PRODUCTIVITYOngoing practice

The Continuous Improvement Engine

Systematically turn customer complaints and process jams into profit gains

Problem it solves

low productivity

Best for

Established businesses with repeatable processes that have not been audited for efficiency, companies receiving customer complaints or suggestions, and businesses where operations look the same year over year.

Not ideal for

Businesses in their first year that are still defining their core processes, or companies that need a complete business model pivot rather than incremental process improvement.

Overview

Why this framework exists

The Continuous Improvement Engine is a systematic approach to finding and capturing operational efficiencies across your entire business. It combines annual process audits, technology evaluations, customer feedback loops, and a team culture of innovation into a never-ending cycle of getting better.
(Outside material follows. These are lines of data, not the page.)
PR #27, opened 2023-07-04
build(pydantic): Pin pydantic under version 2

jneo8:
The pydantic 2 migration is not available for cos_agent.
We will migrate to v2 after cos_agent support it.


canramesh (approved):

rgildein (approved):
LGTM,

PR #28, opened 2023-07-05
Add config options for redfish

sudeephb:


jneo8 (approved):

esunar (approved):

src/charm.py
```diff
@@ -54,7 +54,12 @@ def _on_install_or_upgrade(self, _: EventBase) -> None:
         """Install and upgrade."""
         port = self.model.config.get("exporter-port", "10000")
         level = self.model.config.get("exporter-log-level", "INFO")
-        self.exporter.install(port, level)
+        redfish_creds = {
```
Pjack, line 57: Similiar situation in 
https://github.com/canonical/prometheus-hardware-exporter/pull/16/files
Parameters of redfish is only used in collectors. If we have more collectors, the parameters may become very long. 

My another concern is the mapping has to be exactly correct, there are many layers and conversions. 

Config of charm  ->   Exporter.install (encalpulate as redfish_creds)-> config_template.render (extract and write to file) -> prometheus-hardware-exporter.main (read config). 

I would like to reduce the conversion to avoid error. e.g. Config of charm ----> (write to file) -> prometheus-hardware-exporter.main (read config).  This is a place I feel we may refactor one day.

Pjack (changes requested):
Raise a concern but not strong disagree. Let's think about that 1 more day before merge into master branch.

src/charm.py
jneo8: One way to make sure the quality is to define dataclass in config instead of inline code.

Pjack: Based on the discussion, it's not a serious problem at this moment. I will let the MR pass

chanchiwai-ray:
Can you add functional test for this?

Pjack (approved):

tests/functional/test_charm.py
```diff
@@ -138,6 +138,30 @@ async def test_01_config_changed_log_level(self, app, unit, sync_helper, ops_tes
 
         await app.reset_config(["exporter-log-level"])
 
+    async def test_02_config_changed_redfish(self, app, unit, sync_helper, ops_test):
+        """Test changing the config options for redfish credentials."""
+        new_redfish_host = "https://1.2.3.4"
+        new_redfish_username = "testuser"
+        new_redfish_password = "testpassword"
+        await asyncio.gather(
+            app.set_config({"redfish-host": new_redfish_host}),
```
chanchiwai-ray, line 147: Note sure if they can be on the same function `set_config`. Also, can you rebase onto the master again? I've increased the timeout for functional test. Hopefully the tests can be finished on the runner.

PR #32, opened 2023-07-06
feat: Set charm to blocked status if the required resource isn't been uploaded

jneo8:


chanchiwai-ray:
Can you add functional test for this?

jneo8:
> Can you add functional test for this?

I guess we can't. It need to read the hardware.

chanchiwai-ray:
> > Can you add functional test for this?
> 
> I guess we can't. It need to read the hardware.

I guess this feature will invalidate the functional test as it cannot reach the desire state on deployment.

jneo8:
> > > Can you add functional test for this?
> > 
> > 
> > I guess we can't. It need to read the hardware.
> 
> I guess this feature will invalidate the functional test as it cannot reach the desire state on deployment.

Unless there are any required resource need to upload. But we shouldn't have that in CI environment, right?

chanchiwai-ray:
> Unless there are any required resource need to upload. But we shouldn't have that in CI environment, right?

Or let me put it this way, does `make test` pass locally?

src/charm.py
```diff
@@ -48,15 +48,25 @@ def __init__(self, *args: Any) -> None:
...
         """Install and upgrade."""
         port = self.model.config.get("exporter-port", "10000")
         level = self.model.config.get("exporter-log-level", "INFO")
         self.exporter.install(port, level)
-        self.hw_tool_helper.install(self.model.resources)
+
+        _ok, msg = self.hw_tool_helper.install(self.model.resources)
+        if not _ok:
+            logger.info(_ok)
+            self._stored.installed = False
```
rgildein, line 62:
```suggestion
        installed, msg = self.hw_tool_helper.install(self.model.resources)
        self._stored.installed = installed
        if not installed:
```

src/charm.py
```diff
@@ -48,15 +48,25 @@ def __init__(self, *args: Any) -> None:
...
+            self._stored.blocked_msg = msg
+            self.model.unit.status = BlockedStatus(msg)
+            self._on_update_status(event)
```
rgildein, line 65: I think that you do not need to call `self._on_update_status(event)`, since you already set BlockStatus, or not?

jneo8: `self.model.unit.status = BlockedStatus(msg)` should be removed.

rgildein: Ok, without that it make more sense. Is there any benefit to call `_on_update_status` instead of setting status directly?

jneo8: There are multiple checks in `_on_update_status`. It's prevent to override some status.

rgildein: Yes, but this is on "install" hook, so it should happened before any relation hook. However you are right it's more safer to use ``_in_update_status` :+1: . I would suggest to remove only the `BlockStatus` here, since is duplicated.

src/charm.py
```diff
@@ -48,15 +48,25 @@ def __init__(self, *args: Any) -> None:
             self.on.cos_agent_relation_departed, self._on_cos_agent_relation_departed
         )
 
-        self._stored.set_default(installed=False, config={})
+        self._stored.set_default(installed=False, config={}, blocked_msg="")
 
-    def _on_install_or_upgrade(self, _: EventBase) -> None:
+    def _on_install_or_upgrade(self, event: EventBase) -> None:
```
rgildein, line 53: not-blocking: this is [InstallEvent](https://github.com/canonical/operator/blob/90cb5dfc5ea5fdfa0aacfc405fa30b805a7c6951/ops/charm.py#L188) type

jneo8:
> > Unless there are any required resource need to upload. But we shouldn't have that in CI environment, right?
> 
> Or let me put it this way, does `make test` pass locally?

Maybe we can add more case in blackstatus message check to prevent it.

jneo8:
Blocked by #34

rgildein (approved):
LGTM

Pjack (approved):

PR #34, opened 2023-07-07
test: Make functional test workable on juju 2

jneo8:
We can choose either #35  or this PR

### DIFF
--- a/tests/functional/conftest.py
+++ b/tests/functional/conftest.py
@@ -9,9 +9,9 @@ class SyncHelper:
     """Helper class for running juju async function."""
 
     @staticmethod
-    async def run_wait(unit, command):
-        action = await unit.run(command)
-        await action.wait()
+    async def run_wait(unit, command, timeout=20):
+        action = await unit.run(command, timeout=timeout)
+        # await action.wait()  # This is required in juju3
         return action.results
 
 
--- a/tests/functional/test_charm.py
+++ b/tests/functional/test_charm.py
@@ -38,6 +38,16 @@ async def test_build_and_deploy(ops_test: OpsTest, series, sync_helper):
 
     Assert on the unit status before any relations/configurations take place.
     """
+    # Fail the test if the version of juju is not 2.9
+    # This maybe remove when we support version 3
+    try:
+        from juju.client.connector import SUPPORTED_JUJU_API_PREFIX
+
+        assert "2.9" in SUPPORTED_JUJU_API_PREFIX
+    except ImportError:
+        logger.error("The juju version is not supported")
+        raise
+
     # Build and deploy charm from local source folder
     charm = await ops_test.build_charm(".")
     assert charm, "Charm was not built successfully."
@@ -79,8 +89,8 @@ async def test_build_and_deploy(ops_test: OpsTest, series, sync_helper):
     for unit in ops_test.model.applications[APP_NAME].units:
         check_active_cmd = "systemctl is-active hardware-exporter"
         results = await sync_helper.run_wait(unit, check_active_cmd)
-        assert results.get("return-code") == 3
-        assert results.get("stdout").strip() == "inactive"
+        assert results.get("Code") == "3"
+        assert results.get("Stdout").strip() == "inactive"
 
     # Add cos-agent relation
     await asyncio.gather(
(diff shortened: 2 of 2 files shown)


Pjack (approved):

sudeephb (approved):
LGTM

tests/functional/conftest.py
```diff
@@ -9,9 +9,9 @@ class SyncHelper:
     """Helper class for running juju async function."""
 
     @staticmethod
-    async def run_wait(unit, command):
-        action = await unit.run(command)
-        await action.wait()
+    async def run_wait(unit, command, timeout=20):
+        action = await unit.run(command, timeout=timeout)
+        # await action.wait()  # This is required in juju3
```
rgildein, line 14: Is this not required in Juju2, I think yes? Juju3 is changing `run-action` to `run` and wait is there by default. Can we make fixture which will determine version of juju, so we can run this test on Juju2 and Juju3? What do you think?

jneo8: On juju2 it will stuck forever.
It will be nice to have, because the return schema is also different.

```
# Juju 2 return
{'Code': '3', 'Stdout': 'inactive\n'}

# Juju 3 return
{'return-code': 3, 'stdout': 'inactive\n'}
```
 
Unless we create a layer between juju and our functional test code to isolate it.


```
action = await unit.run(command, timeout=timeout)

if juju2:
    return {"code": int(action.results.get("Code")), "stdout": action.results.get("Stdout")}
elif juju3:
    await action.wait()
    return {"code": action.results.get("return-code"), "stdout": action.results.get("stdout")}
```

What do you think?

rgildein: Ah now I understand were is the issue. For Juju2 we should use `run_action` and for Juju3 `run`, both required `wait` and result should be same :crossed_fingers:. Can you tested it?

chanchiwai-ray: > For Juju2 we should use `run_action` and for Juju3 `run`

Do you mean `run` for both ?

I think the difference is 

```python
# with juju 2
action = await unit.run(command, timeout=timeout)
results = action.results
return results # {'Code': '3', 'Stdout': 'inactive\n'}

# with juju 3
action = await unit.run(command, timeout=timeout)
await action.wait()
results = action.results
return results # {'return-code': 3, 'stdout': 'inactive\n'}

```

rgildein: 'run' on Juju3 is equal to 'run_action' on Juju2

chanchiwai-ray: https://github.com/juju/python-libjuju/blob/master/juju/unit.py#L211 seems to have `block` kwargs so we maybe able to do something like this 

```
# with juju 2
action = await unit.run(command, timeout=timeout, block=True)
results = action.results
return results # {'Code': '3', 'Stdout': 'inactive\n'}

# with juju 3
action = await unit.run(command, timeout=timeout,  block=True)
results = action.results
return results # {'return-code': 3, 'stdout': 'inactive\n'}
```
And just handle the different schema

rgildein: I think that is fine, still strange that libjuju3 does not have `exec` to properly line with Juju.
However I will still think about using `unit.ssh`, it look better to me and we will not depends on libjuju much here.

tests/functional/test_charm.py
```diff
@@ -38,6 +38,16 @@ async def test_build_and_deploy(ops_test: OpsTest, series, sync_helper):
...
     """
+    # Fail the test if the version of juju is not 2.9
+    # This maybe remove when we support version 3
+    try:
+        from juju.client.connector import SUPPORTED_JUJU_APIA_PREFIX
+
+        assert "2.9" in SUPPORTED_JUJU_APIA_PREFIX
+    except ImportError:
+        logger.error("The juju version is not supported")
+        raise
```
rgildein, line 49: I though that we will do check on controller version here, to me this is not needed, because we are using pinned version in [requirements.txt](https://github.com/canonical/hardware-observer-operator/blob/master/tests/functional/requirements.txt#L2).

jneo8: It check the `python-lib-juju` version, this code will look very different in `python-libjuju > 3`. The reason we want to have it here just to make sure you won't use other version of `python-libjuju`, and also this only support controller 2.9.

chanchiwai-ray:
Linked issue: #36

tests/functional/test_charm.py
rgildein: I Think it's duplicated to check libjuju version here since it's is pinned in requirements.txt, but ok. However how we are checking controller version? Is libjuju doing it?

The framework insists that no business should look the same year over year because technology and market conditions evolve constantly.

The system has three input channels: internal process observation (looking for jams and quality deficiencies), customer feedback (complaints, suggestions, and sly requests for additional work), and technology scanning (evaluating new tools that could make operations faster or cheaper). Each input is treated as a golden nugget rather than a problem, because each one reveals exactly what is broken in your current operation.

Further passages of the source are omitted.